You will need to cook this in a large frypan or wok as the noodles will fill it up quickly.

Heat the vegetable oil in your frying pan or wok, then brown the mince on a high heat. Add the greens and fry until slightly wilted. Add the doubanjiang, garlic, ginger and spring onion, and stir fry for a minute or two, until fragrant. Add the soy sauce and shao xing, then add the stock and sugar. Bring it all to a boil, then add the noodles. Depending on the size of your pan, you may need to add the noodles in batches, and press them gently into the liquid as they start to soften. Cook on a strong simmer, covered, until the noodles are plump and glassy, and the liquid is almost cooked away (about 7 minutes for dangmyeon noodles). You can remove the lid and turn the heat up at the end to cook away any extra liquid if required. Ladle into bowls and summon your inner Sichuan mother-in-law as you slurp.

Quick chicken stock
500g free range chicken wings
One medium onion, skin on, sliced
Four cloves garlic, skins on, chopped in half
Any vege ends you have lying about

Place everything in a pot and cover with 1.5 litres water. Bring to a boil, then turn the heat down and cook on a low simmer, covered, for at least an hour, but preferably 2-4 hours. Strain and your stock is ready to use. I save the chicken meat either for my spoilt cats, or to crisp up in a little oil and use in fried rice.

Slow cooker chicken stock
I use this method to make larger batches of stock, which I then freeze in 750ml - 1litre quantities, so I always have some on hand. Cooking the stock for longer provides a richer broth, so I usually make it this way, unless I’m caught short, in which case I use the quick method above.

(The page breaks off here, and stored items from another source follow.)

PR #87, opened 2025-01-20
Fix example section of readme and delete empty example folder

riley-kinahan:
The current version of the readme has two examples, both of which rely on a `InputFileStream` class which does not exist within the current version of `novatel_edie`. This pull request replaces those examples short explanations and links to working examples from the `./examples/` folder.

It also deletes the `./examples/novatel/rangecmp/` folder which is empty save for a CMake file, and appears to have been superseded by the `./examples/novatel/range_decompressor/` folder.

### DIFF
--- a/README.md
+++ b/README.md
@@ -136,106 +136,62 @@ when bypassing the Parser class.
 
 ## Examples
 
-More examples are provided in the [examples](examples) folder.
+Examples are provided in the [examples](examples) folder.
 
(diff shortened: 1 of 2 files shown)


jonathanmcdermid (approved):
looks good. I'm ambivalent on whether or not we need a description for every example in the readme, but I agree with removing the code examples from it.

Issue #90, opened 2025-01-21
Address Python object representation


riley-kinahan:
The python representation of log message data has some points for improvement:

- **Header/Body/Message data distribution:** Logs instances are currently represented on the Python side as a combination of Header and Message objects. The Message object contains data from the log body, and some supplemental data. It may be more convenient to make a Header and Body object part of a single Message object. This should also eliminate the weirdness of having Message objects nested within Message objects, as Body objects won't contain default fields.

- **Magic method implementation:** Current magic method implementations allow for both attribute-like and dict-like access of fields within a Message object. It's uncommon for data to be accessible in both ways so we should consider dropping one. Implementing a custom `__dir__` method would allow dynamic fields to be directly visible within a debugger, which would make attribute-like access easier.

- **Type info:** It might be possible to incorporate a richer type hierarchy into objects, e.g. `BestposBody`, `RangeBody`, etc. without sacrificing efficiency. This potentially opens the door to better static type-hinting or at least using `isinstance` checks. This should only be included if it can be verified to have a negligible performance effect.

riley-kinahan:
Going to start poking at this, once I get something I'm happy with I'll open a PR for it

valgur:
Shouldn't #76 be merged first?

riley-kinahan:
Yep, I'm just doing some early work based on your branch for now. I believe you should be able to merge #76

PR #92, opened 2025-01-27
Improve Python Object Rep

riley-kinahan:
This merge request addresses #90 in the following ways:
1. Splitting `PyDecodedMessage` into `PyMessage`(`Message`) and `PyMessageBody`(`MessageBody`)
    - `PyMessageBody` contains data about the body of a log.
    - `PyMessage` contains `nb:object` references to the Python representations of a `PyMessageBody`/`MessageBody` and an `IntermediateHeader`/ `Header`
    - `MessageDecoder.decode` returns a `Message` and takes in an additional `Header` parameter
    - `MessageEncoder.encode` takes `Message`(`PyMessage`) instead of a `Header`(`IntermediateHeader`) and a `Message`(`PyDecodedMessage`)
 2. Implementing a `__dir__` method for the new `MessageBody`/`PyMessageBody` class.
     - Adds all field names to the list generated by the default implementation.
 3. Adding subtype information to all message objects.
     - One message type is generated for each message definition, e.g. `RANGE` -> `Message`
     - One message body type is generated for each definition, e.g. `RANGE_Body` -> `MessageBody`
     - Each field array within a message body gets its own definition recursively, e.g. `RANGE_Body_obs_Field` -> `MessageBody`
     - When instantiating an object, the type is chosen based on name. Should be safe from collision as long as no messages names end with `_Body` and subfield names end with `_Field`.
     - Undecodable messages are given `UNKNOWN`/`UNKNOWN_Body` types. Only most recent definition for a message is supported, fields which don't match up will end up with an `UNKNOWN_Body` type.
     - Messages of default database are accessible via `from novatel_edie.message import ...`
     - Type checks of the kind `isinstance(message, RANGE)` are supported. These checks will automatically be enhanced with type hinting by most IDEs once stub file generation scheme is implemented.

Quick Benchmark data:
```
- Decoding 100,000 messages:
    - Current: 25.4s
    - New: 25.8s
- Decoding 100,000 messages and accessing all range observations (nested field conversion)
    - Current: 42.7s
    - New: 41.2s
```


python/bindings/message_decoder.cpp
```diff
@@ -216,13 +252,38 @@ void init_novatel_message_decoder(nb::module_& m)
...
+                PyMessage* message_cinst = nb::inst_ptr<PyMessage>(message_pyinst);
+                new (message_cinst) PyMessage(body_pyinst, header, message_name);
+                nb::inst_mark_ready(message_pyinst);
+
+                return nb::make_tuple(status, message_pyinst);
             },
-            "message_body"_a, "metadata"_a)
-        // For internal testing purposes only
+            "message_body"_a, "decoded_header"_a, "metadata"_a)
         .def(
```
riley-kinahan, line 287: Left these mostly unchanged for now. Feels a little out of place with the new changes so at some point we may want to update the unit tests to be more specific to the Python side of things.

riley-kinahan:
@valgur Looks like I'm not actually able to add you as a reviewer, but feel free to provide any feedback about the changes here

python/bindings/message_decoder.cpp
```diff
@@ -37,7 +39,29 @@ nb::object convert_field(const FieldContainer& field, const PyMessageDatabase::C
...
+                const auto& message_subfield = std::get<std::vector<FieldContainer>>(subfield.fieldValue);
+                new (cinst) PyMessageBody(message_subfield, parent_db, field_name);
+                nb::inst_mark_ready(pyinst);
+                sub_values.push_back(pyinst); 
+            }
+            return nb::cast(sub_values);
+        }
+        else
         {
             // Fixed-length, variable-length and field arrays are stored as a field
```
rldoris, line 66: This comment says that field arrays were being handled by this case already. Was that not happening?

riley-kinahan: Good catch! This comment is outdated and so I'll reword it.

The original implementation was correct. The reason for my change is that once I started adding type information to each element in a field array it became more efficient to process the full array in one go rather than recursing through each element.

python/bindings/message_decoder.cpp
```diff
@@ -81,22 +100,20 @@ nb::object convert_field(const FieldContainer& field, const PyMessageDatabase::C
...
+    : fields(std::move(message_)), parent_db_(std::move(parent_db_)), name(std::move(name_))
+{}
 
-nb::dict& PyDecodedMessage::get_values() const
+nb::dict& PyMessageBody::get_values() const
 {
     if (cached_values_.size() == 0)
     {
-        for (const auto& field : fields) { cached_values_[nb::cast(field.fieldDef->name)] = convert_field(field, parent_db_); }
+        for (const auto& field : fields) { cached_values_[nb::cast(field.fieldDef->name)] = convert_field(field, parent_db_, name); }
```
rldoris, line 111: Where does the name variable come from. I don't see it defined anywhere in this function.

riley-kinahan: Its an attribute of the `PyMessageBody` instance. I can rename it to something like `pytype_name` if you think its unclear.

python/bindings/message_database.cpp
```diff
@@ -222,3 +235,48 @@ inline void PyMessageDatabase::UpdatePythonEnums()
         enums_by_name[enum_name] = enum_type;
     }
 }
+
+void PyMessageDatabase::AddFieldType(std::vector<std::shared_ptr<BaseField>> fields, std::string base_name, nb::handle type_constructor,
+                                     nb::handle type_tuple, nb::handle type_dict)
+{
+    // rescursively add field types for each field array element within the provided vector
```
rldoris, line 242: Why add field type? Could you explain the effect this is having on the Python side?

riley-kinahan: It allows for consistency between type-hinting and instance checks for subfields:

image

image

image

python/bindings/message_database.cpp
```diff
@@ -222,3 +235,48 @@ inline void PyMessageDatabase::UpdatePythonEnums()
...
+            auto* field_array_field = dynamic_cast<FieldArrayField*>(field.get());
+            std::string field_name = base_name + "_" + field_array_field->name + "_Field";
+            nb::object field_type = type_constructor(field_name, type_tuple, type_dict);
+            messages_by_name[field_name] = field_type;
+            AddFieldType(field_array_field->fields, field_name, type_constructor, type_tuple, type_dict);
+        }   
+    }
+}
+
+void PyMessageDatabase::UpdateMessageTypes()
```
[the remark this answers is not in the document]
riley-kinahan: Added a comments to the header file for both the functions that update Python types, which should hopefully add some clarity

python/bindings/message_decoder.cpp
rldoris: Can you access the member using `this->name`? That would be more clear.

python/bindings/py_decoded_message.hpp
```diff
@@ -32,19 +40,27 @@ struct PyDecodedMessage
...
+//============================================================================
+//! \class PyMessage
+//! \brief A python representation for a single log message.
+//! 
+//! Extends PyField with reference to the Python represenation of a Header.
+//============================================================================
+struct PyMessage : public PyField
+{
+  public:
+    nb::object header;
```
valgur, line 60:
```suggestion
    oem::IntermediateHeader header;
```
I think you can avoid a tiny bit of indirection here and embed the header directly inside the PyMessage. Makes it a bit more cache-friendly.

python/bindings/py_decoded_message.hpp
```diff
@@ -18,9 +18,17 @@ struct PyGpsTime
...
+//! \class PyField
+//! \brief A python representation for a single log message or message field.
+//! 
+//! Contains a vector of FieldContainer objects, which behave like attributes 
+//! within the Python API.
+//============================================================================
+struct PyField
 {
-    explicit PyDecodedMessage(std::vector<FieldContainer> message_, const MetaDataStruct& meta_, PyMessageDatabase::ConstPtr parent_db_);
+    std::string name;
```
valgur, line 30: Does the name attribute make sense for fields as well, in addition to messages?

python/test/test_decode_encode.py
```diff
@@ -502,32 +505,33 @@ def test_flat_binary_log_decode_bestpos(helper):
...
-    assert bestpos.num_soln_svs == 30
-    assert bestpos.num_soln_L1_svs == 30
-    assert bestpos.num_soln_multi_svs == 30
-    assert bestpos.extended_solution_status2 == 0x00
-    assert bestpos.ext_sol_stat == 0x06
-    assert bestpos.gal_and_bds_mask == 0x39
-    assert bestpos.gps_and_glo_mask == 0x33
+    assert isinstance(message, BESTPOS)
+    assert message.solution_status == ne.enums.SolStatus.SOL_COMPUTED
+    assert message.position_type == ne.enums.SolType.SINGLE
```
valgur, line 510:
```suggestion
    assert message.solution_status == SolStatus.SOL_COMPUTED
    assert message.position_type == SolType.SINGLE
```
Can make these and other checks more concise now that `from novatel_edie.enums import *` works.

python/bindings/py_decoded_message.hpp
riley-kinahan: It is needed for identifying a few doubly nested fields such as `ITFILTTABLE_filter_coef_status_Field_nf_status_Field`. 

However, this made me realize that it makes sense to expose the `name` attribute for messages (but not fields) within the Python API.

python/bindings/message_decoder.cpp
```diff
@@ -126,31 +148,30 @@ nb::dict PyDecodedMessage::to_dict() const
...
     bool first = true;
     for (const auto& [field_name, value] : get_values())
     {
         if (!first) { repr << ", "; }
         first = false;
         repr << nb::str("{}={!r}").format(field_name, value).c_str();
     }
-    repr << ">";
+    repr << ")";
     return repr.str();
```
rldoris, line 175: Do you think replacing with iterators make for better code?

```
std::stringstream repr;
repr << name << "(";

const auto& values = get_values();
if (!values.empty()) {
    auto it = values.cbegin();
    repr << nb::str("{}={!r}").format(it->first, it->second).c_str();
    for (++it; it != values.cend(); ++it) {
        repr << ", " << nb::str("{}={!r}").format(it->first, it->second).c_str();
    }
}

repr << ")";
return repr.str();
```

If nothing else it removes the `bool first` variable. Blatantly ripped from copilot.

python/bindings/message_decoder.cpp
```diff
@@ -216,13 +262,32 @@ void init_novatel_message_decoder(nb::module_& m)
...
+                {
+                    body_pytype = parent_db->GetMessagesByNameDict().at("UNKNOWN");
+                }
+
+                nb::object body_pyinst = nb::inst_alloc(body_pytype);
+                PyMessage* body_cinst = nb::inst_ptr<PyMessage>(body_pyinst);
+                new (body_cinst) PyMessage(fields, parent_db, message_name, header);
+                nb::inst_mark_ready(body_pyinst);
+
+                //auto message_pyinst = std::make_shared<PyMessage>(body_pyinst, header, message_name);
```
rldoris, line 287: remove comment?

python/bindings/message_decoder.cpp
```diff
@@ -216,13 +262,32 @@ void init_novatel_message_decoder(nb::module_& m)
...
+                nb::handle body_pytype;
+                const std::string message_name = metadata.MessageName();
+
+                try
+                {
+                    body_pytype = parent_db->GetMessagesByNameDict().at(message_name);
+                }
+                catch (const std::out_of_range& e)
+                {
+                    body_pytype = parent_db->GetMessagesByNameDict().at("UNKNOWN");
```
rldoris, line 279: What are the implications of this case? What will the user get a Unknown log back or something else? I'm wondering if we should be handling this differently.

python/bindings/py_decoded_message.hpp
riley-kinahan: Good suggestion! I had to introduce a `PyHeader` subclass of `IntermediateHeader` to get the `Message.to_dict` method to still work, but I actually think this improves the code organization.

python/bindings/message_decoder.cpp
riley-kinahan: I agree this looks better but doesn't appear that nanobind dicts support this kind of iteration

python/bindings/message_decoder.cpp
riley-kinahan: Yes, they will get the `UNKNOWN` type
image

I think it is probably more Pythonic to return `None` so if you agree I'll switch that over.

Also as I look back at this I think the `out_of_range` case should just throw, since an actually `UNKNOWN` message will have the name 'UNKNOWN'. 

Subfields of messages that can't be associated with a type are also returned with an `UNKNOWN` type right now, I think it makes more sense to use a generic `Field` type instead.

python/bindings/message_decoder.cpp
```diff
@@ -185,22 +206,48 @@ void init_novatel_message_decoder(nb::module_& m)
...
-        .def("to_dict", &PyDecodedMessage::to_dict, "Convert the message and its sub-messages into a dict")
-        .def("__getattr__", &PyDecodedMessage::getattr, "field_name"_a)
-        .def("__getitem__", &PyDecodedMessage::getitem, "field_name"_a)
-        .def("__contains__", &PyDecodedMessage::contains, "field_name"_a)
-        .def("__len__", &PyDecodedMessage::len)
-        .def("__repr__", &PyDecodedMessage::repr)
-        .def("__str__", &PyDecodedMessage::repr);
+    nb::class_<PyField>(m, "Field")
+        //.def_prop_ro("_values", &PyField::get_values)
+        //.def_prop_ro("_fields", &PyField::get_fields)
```
rldoris, line 211: Remove comments

python/bindings/message_decoder.cpp
rldoris: In the case above we wouldn't be able to access fields because they couldn't be decoded, but it is a valid log so we could decode the header correct?

What happens with the current version of EDIE? I think we have a STATUS for NO_DEFINITION correct? I like the idea of providing a unknown log with a header to the user, but they need to know that the message definition wasn't found. Another thing to consider is that if binary is decoded then there will be a message_id, but no name and if it's ASCII then name, but no message_id. That inconsistency might be a pain for users to deal with. Might need to think about this.

rldoris:
How are unknown bytes being handled? If the decoder fails on bytes is the user still able to see them (e.g. write to a file or handle some other way)?

rldoris (approved):
I'm reasonably happy with this. In the interest of not having another monster review I say we merge it and can make any needed tweaks with smaller PRs.

valgur:
LGTM as well.

Run clang-format on the codebase before merging, since I think there were some minor inconsistencies.

Issue #93, opened 2025-01-28
Introduce Static Type Hinting for regular classes and default enums/messages


riley-kinahan:
The package does not support static-type hinting. We should make use of [nanobind's tool for generating .pyi stub files](https://nanobind.readthedocs.io/en/latest/typing.html#stub-generation) to enable it.

We should also include static type hints for messages and enums which are part of the default database. Ideally there should also be a way to customize an installation with a different default database, along with different type hints. For this issue a script that does it is sufficient, but eventually we may want to migrate that to its own tool.

The following depicts a goal scenario for how type info should exist within the package:

![Image](https://github.com/user-attachments/assets/20f39f28-e1bb-4a1e-b72f-17528250d199)

*Comparability across databases can be addressed separately*

PR #96, opened 2025-02-05
Add type hinting support

riley-kinahan:
This merge request addresses #93 and is currently blocked by #92 

It introduces the following changes:
1. Renamed 'messages_public.json' to 'database.json'
    - I believe it makes sense to have a more generic name for the default message database within the final package. It would also be possible to have it still be 'messages_public.json' within the repo, but 'database.json' within the built package.
2. Type hints are provided for the `bindings.pyd` module. 
    - This module contains all functions and types which are not directly dependent on the information of the default `database.json` file.
    - Hints are provided as stub files and generated via the [CMake nanobind stub interface](https://nanobind.readthedocs.io/en/latest/typing.html#cmake-interface). 
        - This required `bindings.pyd` to be importable without being in the `novatel_edie` package. The `MessageDbSingleton::get` method had to be updated to make this possible, since it now needs to account for the possibility that no `database.json` is available.
        - The method for finding the `database.json` file was also updated to avoid importing `novatel_edie` since this could led to errors when importing `bindings.pyd` directly.
        - Since the underlying stub generation mechanism relies on importing the module, it is only possible do to on architectures which match with the built `bindings.pyd` file. This means I had to disable a couple build jobs such as `MacOS - x86_64` which builds an `x86_64` binary but does not run on an `x86_64` image.
 3. Type hints are provided for the `enums` and `messages` modules:
    - These modules may differ depending on the `database.json` file that is used.
    - Hints are provided via `enums.pyi` and `messages.pyi` stub files.
        - I noticed that many of the `Enum` definitions within `enums.pyi` where invalid in Python, as they had invalid enumerator names. For example ones that started with numbers or contained `.` characters. I updated both the stub generation logic and nanobind python enum type creation logic to convert names to valid ones.
    - The [python/novatel_edie_customizer/novatel_edie_customizer/stubgen.py](https://github.com/novatel/novatel_edie/compare/dev-riley-kinahan-python-object-rep...dev-type-hinting-support?expand=1#diff-2c9c7f2123c5ee71129f151e491f32ca8f9abf02d1d7864149ff287afce23f0d) script can be used to generate correct stubs for a given database. It is incorporated into the CMake build process as a custom target.
    - [python/novatel_edie_customizer/novatel_edie_customizer/stubgen.py](https://github.com/novatel/novatel_edie/compare/dev-riley-kinahan-python-object-rep...dev-type-hinting-support?expand=1#diff-2c9c7f2123c5ee71129f151e491f32ca8f9abf02d1d7864149ff287afce23f0d) is part of a python module called `novatel_edie_customizer` with CLI tools for generating stubs for a database, or replacing an existing `novatel_edie` installation with one configured with a different default database.
        - This module is intended as a proof of concept for how we can address the need for different databases (e.g. an extended database with private messages for internal use). If others like the idea we can split it off into its own standalone tool, otherwise we can scrap it and stick with the script.


python/bindings/message_database.cpp
```diff
@@ -183,26 +184,48 @@ void init_common_message_database(nb::module_& m)
...
     UpdatePythonEnums();
+    UpdateMessageTypes();
+}
+
+void cleanString(std::string& str)
+{
+    // Remove special characters from the string to make it a valid python attribute name
+    for (char& c : str)
+    {
+        if (c == '-' || c == '+' || c == '.' || c == '/' || c == '(' || c == ')') { c = '_'; }
```
valgur, line 226:
```suggestion
        if (!isalnum(c)) { c = '_'; }
```
I think it's simpler and safer to convert everything non-alphanumeric to an underscore.

pyproject.toml
```diff
@@ -34,10 +35,10 @@ build-backend = "scikit_build_core.build"
 
 [tool.scikit-build]
 cmake.minimum-version = "3.24"
-cmake.targets = ["python_bindings"]
+cmake.targets = ["python_bindings", "bindings_stub", "dynamic_stubs"]
 install.components = ["python"]
 wheel.license-files = ["LICENSE"]
-build-dir = "build/{wheel_tag}"
+build-dir = "out/build/{wheel_tag}"
```
valgur, line 41: Add `out/` to .gitignore as well then.

python/bindings/json_db_reader.cpp
```diff
@@ -8,31 +8,40 @@ namespace nb = nanobind;
...
     static PyMessageDatabase::Ptr json_db = nullptr;
-    if (!json_db) { json_db = std::make_shared<PyMessageDatabase>(*JsonDbReader::LoadFile(default_json_db_path())); }
+
+    // If the database has already been loaded, return it
+    if (json_db) { return json_db; }
+
+    // Import necessary modules for locating the default database
+    nb::object builtins = nb::module_::import_("builtins");
+    nb::object os_path = nb::module_::import_("os.path");
+    nb::object import_lib_util = nb::module_::import_("importlib.util");
```
valgur, line 21: I don't mind the change, but what was broken with using either `importlib_resources` or `importlib.resources`?

python/CMakeLists.txt
```diff
@@ -54,6 +54,20 @@ target_compile_definitions(python_bindings PRIVATE
...
+    MODULE bindings
+    OUTPUT stubs/bindings.pyi
+    PYTHON_PATH $<TARGET_FILE_DIR:python_bindings>
+    DEPENDS bindings
+)
+
+add_custom_target(
+    dynamic_stubs ALL
+    COMMAND ${Python_EXECUTABLE} ${CMAKE_SOURCE_DIR}/python/novatel_edie_customizer/novatel_edie_customizer/stubgen.py ${CMAKE_SOURCE_DIR}/database/database.json ${CMAKE_CURRENT_BINARY_DIR}/stubs
+    COMMENT "Generating dynamic stubs"
```
valgur, line 68:
```suggestion
    COMMENT "Generating dynamic stubs"
    DEPENDS ${CMAKE_CURRENT_SOURCE_DIR}/novatel_edie_customizer/novatel_edie_customizer/stubgen.py
```
Re-generate the stubs automatically when `stubgen.py` is modified. Makes development more convenient.

python/bindings/message_decoder.cpp
```diff
@@ -81,22 +100,20 @@ nb::object convert_field(const FieldContainer& field, const PyMessageDatabase::C
     }
 }
 
-PyDecodedMessage::PyDecodedMessage(std::vector<FieldContainer> message_, const oem::MetaDataStruct& meta_, PyMessageDatabase::ConstPtr parent_db_)
-    : fields(std::move(message_)), message_id(meta_.usMessageId), message_crc(meta_.uiMessageCrc), message_name(meta_.acMessageName), time(meta_),
-      measurement_source(meta_.eMeasurementSource), constellation(meta_.constellation), parent_db_(std::move(parent_db_))
-{
-}
+PyMessageBody::PyMessageBody(std::vector<FieldContainer> message_, PyMessageDatabase::ConstPtr parent_db_, std::string name_)
+    : fields(std::move(message_)), parent_db_(std::move(parent_db_)), name(std::move(name_))
```
valgur, line 104:
```suggestion
    : name(std::move(name_)), fields(std::move(message_)), parent_db_(std::move(parent_db_))
```
Fixes a compiler warning for fields being initialized out of order.

valgur:
Both this and #92 look very good to me, thanks!
The only thing I would change is skipping the PyMessage subclasses, for which I created a separate PR.

python/bindings/json_db_reader.cpp
riley-kinahan: If you import `bin/bindings.pyd` whilst `novatel_edie` is installed within your virtual enviroment, the old code would import `novatel_edie` in order to get information about its file location. This meant that `novatel_edie.bindings.pyd` would also get imported. The double import led to a crash.

pyproject.toml
riley-kinahan: Added some additional CMake and visual studio build ignores as well

riley-kinahan:
@valgur I'm just going to go ahead and merge this to #92 to consolidate the review. The changes I proposed should be integrated now so let me know if you have any feedback over there.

One free range chicken frame (carcass)
500g free range chicken wings or chicken feet
Two large handfuls onion skins, which I save in the freezer (you can substitute one large whole onion, sliced)
A head of garlic, broken into cloves, or a large handful of onion skins if you've been saving them in the freezer like I do
Any vege ends you have lying about

Put everything in your slow cooker, fill with water until the chicken is just covered, then cook on high for 12-24 hours. Strain, then use. Stock can be refrigerated for about a week, or frozen for months.